By Order of the Board Ma Huateng Chairman

8 April 2009

Notes:

  1. The register of members will be closed from Friday, 8 May 2009 to Wednesday, 13 May 2009, both days inclusive, during which period no transfer of shares will be registered. In order to be entitled to attend and vote at the forthcoming Annual General Meeting and to qualify for the proposed final dividend and special dividend, all transfers of shares accompanied by the relevant share certificates must be lodged with the Company’s branch share registrar, Computershare Hong Kong Investor Services Limited at Shops 1712-1716, 17th Floor, Hopewell Centre, 183 Queen’s Road East, Wan Chai, Hong Kong for registration no later than 4:30 p.m. on Thursday, 7 May 2009.

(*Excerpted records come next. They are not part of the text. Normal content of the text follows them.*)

PR #941, opened 2022-05-25
LPS-153647 Remove IE6 IE7 IE8 hack classes no longer needed

georgel-pop-lr:
I finally cleaned all the IE rules, I guess we should not keep them anymore as we don't support this browsers

I think we should first merge https://github.com/liferay/yui3/pull/26 and then merge this as well and release a new version including the yui3 changes


bryceosterhaus:
@georgel-pop-lr will do! I am right in the middle of something but I will release both yui and aui today

PR #943, opened 2022-05-25
fix(npm-scripts): adds missing FeatureFlags mock

diegonvs:
I [needed ](https://github.com/liferay-frontend/liferay-portal/pull/2256/commits/1ba6e0a40e2ca1666fcc2892ed6fab2f1e7f66f8)to place a mock for `Liferay.FeatureFlags,` and apparently, other PTs are doing the same.

See https://cs.github.com/liferay/liferay-portal?q=%20%22FeatureFlags%22%20language%3AJavaScript.


projects/npm-tools/packages/npm-scripts/src/jest/mocks/Liferay.js
```diff
@@ -134,6 +134,11 @@ const ThemeDisplay = {
  */
 const Util = {
 
+	/**
+	 * https://github.com/liferay/liferay-portal/blob/efc53b8a82e3afff06aacc26118fbe7231acffff/portal-web/docroot/html/common/themes/top_js.jspf#L157
+	 */
+	FeatureFlags: {},
```
bryceosterhaus, line 140: I think this would be at the root level right and not Util, right? Since it is `Liferay.FeatureFlags` and not `Liferay.Util.FeatureFlags`

bryceosterhaus (changes requested):

diegonvs:
Updated! :)

PR #948, opened 2022-06-09
feat(npm-scripts): add more default values for our mocks in DXP

kresimir-coko:
This PR aims to move pretty much all of the local Jest mocks (found inside whichever file is declared as the host of Jest configs) into a global place inside of npm-scripts.

I forget how exactly we do versions for npm-scripts (or any project here), but we can bump the version of this and then update `package.json` to the new version inside the counterpart PR in `liferay-portal`. 

This PR doesn't do anything, and it will probably cause issues, if it makes it into `liferay-portal` without its counterpart.

### DIFF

  2. Any member entitled to attend and vote at the Annual General Meeting convened by the above notice (or at any adjournment thereof) is entitled to appoint one or, if he holds two or more shares, more person(s) as his proxy or proxies to attend and vote instead of him. A proxy need not be a member of the Company.

  3. To be valid, the form of proxy, together with any power of attorney or other authority (if any) under which it is signed or a certified copy of such power of attorney or authority, must be deposited at the Company’s branch share registrar, Computershare Hong Kong Investor Services Limited at Rooms 1806-1807, 18th Floor, Hopewell Centre, 183 Queen’s Road East, Wan Chai, Hong Kong not less than 48 hours before the time appointed for holding the Annual General Meeting or any adjournment thereof.